Fonte Gazeta Esportiva
Para manter a aliança política com o Flamengo, Juvenal Juvêncio argumentou que um acordo sobre o destino da Taça das Bolinhas poderia ter ocorrido há 14 anos, sem nem ser cogitada a parar no Morumbi. O presidente do São Paulo alega que o responsável pela confusão que se mantém até hoje é Ricardo Teixeira, seu inimigo político e presidente da CBF.
Em 1997, foi assinado pelo Clube dos 13 um documento no qual todos os seus integrantes, incluindo o recém-integrado Sport, aceitavam a divisão do título brasileiro de 1987 entre o Leão da Ilha do Retiro, que já era reconhecido pela CBF, e o Flamengo, campeão da Copa União organizado pelo Clube dos 13. A tentativa não foi adiante, segundo Juvenal, por causa da confederação.
O cartola do Tricolor atacou também Kléber Leite, que era o presidente do Flamengo que assinou o documento em 1997. Leite, como candidato de Teixeira na eleição do Clube dos 13 no ano passado, foi derrotado por Fábio Koff, candidato apoiado por Juvenal Juvêncio e Patrícia Amorim, atual presidente do Rubro-Negro carioca.
"O Kléber Leite falou que o Sport só entraria no Clube dos 13 se reconhecesse o Flamengo como campeão brasileiro. Dissemos a ele:nada disso'. Propusemos, então, a divisão, mas a CBF não quis", relembrou Juvenal Juvêncio, deixando claro que respeita o Rubro-Negro carioca. "O Flamengo lutou no campo e quero respeitar o Flamengo. Consegui falar com a Patrícia e mandei um e-mail reconhecendo a sua luta."
A CBF ainda não divulgou sua posição sobre a liminar obtida pelo Flamengo que obriga a entidade e a Caixa Econômica Federal, criada da Taça das Bolinhas, a pagar R$ 500 mil ao clube rubro-negro caso entregasse o troféu, o que ocorreu na manhã desta segunda-feira.
Para mostrar sua união com a equipe da Gávea, o São Paulo até publicou em seu site oficial um documento com três páginas enviado a Patrícia Amorim.

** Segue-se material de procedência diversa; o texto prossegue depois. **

PR #7501, opened 2025-05-12
feat: Set display to contents from native, fix component descriptor initialization

MatiPl01:
## Summary

- add shared and reusable `reanimatedNodeProps_` props object for all reanimated shadow nodes containing `display` property set to `contents` (since reanimated Shadow Nodes should be "transparent", we don't need any props except `display: 'contents'`. Thanks to this PR, we no longer have to pass `display: 'contents'` style prop in JS),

A carta explica que Juvenal Juvêncio foi receber a Taça das Bolinhas como uma obrigação pelas conquistas que o clube teve. Mas a agremiação reconhece o Flamengo como campeão brasileiro de 1987 por ter conquistado "brilhantemente nos gramados do país" a Copa União.
O mandatário do Tricolor, no entanto, concordou ao ouvir o ditado de que "taça guardado no armário não sai mais". "Primeiro vou exibi-la, me deliciar com ela e fazer um merchandising. Depois preciso arrumar um lugar que ainda não escolhi para ela, já que a nossa sala de troféus está cheia", gabou-se Juvenal Juvêncio, que disse seguidamente a Rogério Ceni que fizesse um gesto que corroborasse a posse Fo troféu. "Vem aqui Rogério, põe a mão", repetia o presidente.
O capitão são-paulino, no entanto, preferiu não entrar na polêmica. O goleiro, na verdade, valorizou a união das agremiações reforçadas nas eleições do Clube dos 13 no anos passado. "O São Paulo e o Flamengo estão juntos em prol do futebol do nosso país. Espero que nada atrapalhe isso", comentou Rogério Ceni.
O Sport, outra parte envolvida, sempre se diz campeão brasileiro de 1987. Homero Lacerda, presidente do Leão naquela conquista, já definiu o documento do Clube dos 13 como "com valor menor do que papel higiênico usado" e reforçou a ação judicial que confirma o título à equipe da Ilha do Retiro.